Baru saja aku akan mengucapkan salam perpisahan. Tiba-tiba gerbang yang berada di belakangku terbuka. Kurasa aku belum memerintahkan mereka untuk membuka gerbang ini, apa ada orang yang mau keluar??
Beberapa saat kemuadi keluar sebuah mobil mewah berwarna putih. Mobil ini tidak pernah kulihat, apa milik tamu??
Mobil putih itu berhenti tepat di sampingku. Pintunya terbuka menampilkan seorang wanita berbaju biru laut. Aku mengumpat saat itu juga ketika wanita itu berjalan mendekatiku. Sial!
“Jangan mendekat!!” Jeritku kuat.
Wanita itu terisap. Terserah, apapun yang terjadi aku harus menjauhi wanita ini. Dia semacam virus yang bisa menginfeksi dan melukaiku.
“Meera..”
“Jangan menyebut namaku!! Kamu tidak punya hak untuk itu..” Kataku.
Jika berhadapan dengan medusa yang satu ini, aku kadang lupa segalanya. Aku bahkan tidak menghiraukan Jovan yang masih diam dan menonton drama menjijikkkan ini.
“Mamamu.. dia, dia kecelakaan..” Katanya sambil berusaha mendekatiku.

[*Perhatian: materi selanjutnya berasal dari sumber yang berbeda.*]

Issue #1004, opened 2019-02-06
New 4.3.0 release breaks Redis Sentinel connection


jobec:
The new 4.3.0 breaks the Redis Sentinel connection, triggering an error like when queueing a task:
```
redis.sentinel.MasterNotFoundError: No master found for 'celery-master'
```
While starting a celery worker gives this error
```
 ERROR - celery.worker.consumer.consumer - consumer: Cannot connect to sentinel://localhost:26379/0: No master found for 'celery-master'.
```
`kombu==4.2.2-post1` did not have this issue.

Redis library = 3.0.1

auvipy:
can you help to bisect the commit causing this?

jobec:
Looks like it happened in this commit: https://github.com/celery/kombu/commit/a59b44e9fb8d00758dd6a3c560e2f158e672580d

When running though a debugger, `self.connection.client.alt` is empty on this code line https://github.com/celery/kombu/blob/master/kombu/transport/redis.py#L1104

This causes the next part to connect to an empty list of sentinels:
https://github.com/celery/kombu/blob/master/kombu/transport/redis.py#L1107-L1111

jobec:
Celery (Django) setting:

```python
CELERY_BROKER_URL = "sentinel://localhost:26379/0"
CELERY_BROKER_TRANSPORT_OPTIONS = {
    'master_name': 'celery-master',
}
```

auvipy:
@badcure could you check?

lithammer:
I'm thinking that maybe something like this ought to fix it. But it's just guesses.

```diff
-        connection_list = []
+        connection_list = [(connparams['host'], connparams['port'])]
         for url in self.connection.client.alt:
             url = _parse_url(url)
             if url.scheme == 'sentinel':
                 connection_list.append([url.hostname, str(url.port)])

```

Or:

```diff
         connection_list = []
         for url in self.connection.client.alt:
             url = _parse_url(url)
             if url.scheme == 'sentinel':
                 connection_list.append([url.hostname, str(url.port)])
+        if not connection_list:
+            connection_list = [(connparams['host'], connparams['port'])]
```

lithammer:
Tried to fix this in https://github.com/celery/kombu/pull/1010.

hajarada:
Hello All, I know this is issue is for 4.3, but it seems that 4.2.1 has that issue as well. and the same workaround applies.
[...]

PR #1009, opened 2019-02-20
Use "_parse_url()" util to parse Sentinel master URL

### LINKED ISSUE #1007: Kombu 4.3.0 Sentinel password error
Hi, I have problem with password in sentinel url after update to kombu 4.3.0.
In release was change method, witch set host and port to redis sentinel (https://github.com/celery/kombu/commit/a59b44e9fb8d00758dd6a3c560e2f158e672580d#diff-1fdc4d4a0fe8a800a42d1341599d8679R1106). If I use password in sentinel url (e.g. 'sentinel://:password@redis-sentinel:26379/0'), method `sentinel.Sentinel` is call with `[('', 'password@redis-sentinel', '26379')]` instead `[('redis-sentinel', '26379')]`

Call finish with traceback:
  File "/lib/python3.4/site-packages/kombu/transport/redis.py", line 1113, in _sentinel_managed_pool
    **additional_params)
  File "/lib/python3.4/site-packages/redis/sentinel.py", line 182, in __init__
    for hostname, port in sentinels]
  File "/lib/python3.4/site-packages/redis/sentinel.py", line 182, in <listcomp>
    for hostname, port in sentinels]
ValueError: too many values to unpack (expected 2)

Its some other way to set sentinel password for broker and result_backend?

lithammer:
Fixes #1007

### DIFF
--- a/kombu/transport/redis.py
+++ b/kombu/transport/redis.py
@@ -1102,8 +1102,9 @@ class SentinelChannel(Channel):
         additional_params.pop('port', None)
         connection_list = []
         for url in self.connection.client.alt:
-            if url and 'sentinel://' in url:
-                connection_list.append(url.split('/')[2].split(':'))
+            url = _parse_url(url)
+            if url.scheme == 'sentinel':
+                connection_list.append([url.hostname, str(url.port)])
         sentinel_inst = sentinel.Sentinel(
             connection_list,
             min_other_sentinels=getattr(self, 'min_other_sentinels', 0),
--- a/t/unit/transport/test_redis.py
+++ b/t/unit/transport/test_redis.py
@@ -1344,7 +1344,10 @@ class test_RedisSentinel:
     def test_getting_master_from_sentinel(self):
         with patch('redis.sentinel.Sentinel') as patched:
             connection = Connection(
-                'sentinel://localhost:65534/;sentinel://localhost:65535/;sentinel://localhost:65536/;',  # noqa: E501
+                'sentinel://localhost:65532/;'
+                'sentinel://user@localhost:65533/;'
+                'sentinel://:password@localhost:65534/;'
+                'sentinel://user:password@localhost:65535/;',
                 transport_options={
                     'master_name': 'not_important',
                 },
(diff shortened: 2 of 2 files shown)


kombu/transport/redis.py
```diff
@@ -1102,8 +1102,9 @@ def _sentinel_managed_pool(self, asynchronous=False):
         additional_params.pop('port', None)
         connection_list = []
         for url in self.connection.client.alt:
-            if url and 'sentinel://' in url:
```
lithammer: I must admit I'm a bit unsure why the `if url` check was in there.

t/unit/transport/test_redis.py
```diff
@@ -1353,9 +1356,10 @@ def test_getting_master_from_sentinel(self):
             connection.channel()
             patched.assert_called_once_with(
                 [
+                    [u'localhost', u'65532'],
+                    [u'localhost', u'65533'],
                     [u'localhost', u'65534'],
                     [u'localhost', u'65535'],
-                    [u'localhost', u'65536']
```
huangsam: Good catch as `2^16-1` is `65,535`

kombu/transport/redis.py
huangsam: Perhaps there were `None` results in the list beforehand? Not sure why either.

t/unit/transport/test_redis.py
lithammer: Yeah `_parse_url()` (or `urllib.parse` to be exact) was actually throwing an exception because of it.

```python
>>> _parse_url('sentinel://:password@localhost:65536/')
  File "/Users/peter/src/github.com/celery/kombu/kombu/utils/url.py", line 58, in url_to_parts
    parts.port,
  File "/usr/local/Cellar/python/3.7.2_2/Frameworks/Python.framework/Versions/3.7/lib/python3.7/urllib/parse.py", line 171, in port
    raise ValueError("Port out of range 0-65535")
ValueError: Port out of range 0-65535
```

kombu/transport/redis.py
lithammer: Ping @badcure as the author of the check.

huangsam: This `for` loop is mentioned in https://github.com/celery/kombu/issues/1004 as well.

lithammer: So I figured this out myself. Apparently `url` can be an empty string. This happens if you provade an URL string like this: `"sentinel://localhost:65532/;"` (i.e. a trailing semi-colon).

But it's not a problem becuase `url.scheme` will also be an empty string:

```python
>>> from kombu.utils.url import _parse_url
>>> _parse_url('')
urlparts(scheme='', hostname=None, port=None, username=None, password=None, path=None, query={})
```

Aku merasa jika kakiku lemas seketika. Sekalipun otakku masih berusaha untuk tidak mempercayai ucapan w************n ini, aku tentu masih bisa melihat raut wajahnya yang.. yang sama sekali tidak menggambarkan kebohongan.
Mama.. Mama kecelakaan??
“Meera! Meera tenanglah..”
Aku mencoba menatap sekekliling. Ada Jovan yang mendekapku dan mencoba membuat aku tetap bediri.
“Bawa, bawa dia ke dalam mobil. Aku akan kerumah sakit bersamanya”
Sekalipun sedang berada di ambang batas kesadaran, aku tentu masih bisa mendengar suara perempuan murahan itu.
“Aku tidak mau! Aku tidak mau satu mobil dengannya!” Ucapku dengan suara keras.
“Baiklah.. Kamu mau bagaimana, Meera??” Tanya Jovan sambil terus mendekapku.
“Antar aku ke Mama..” Kataku pelan.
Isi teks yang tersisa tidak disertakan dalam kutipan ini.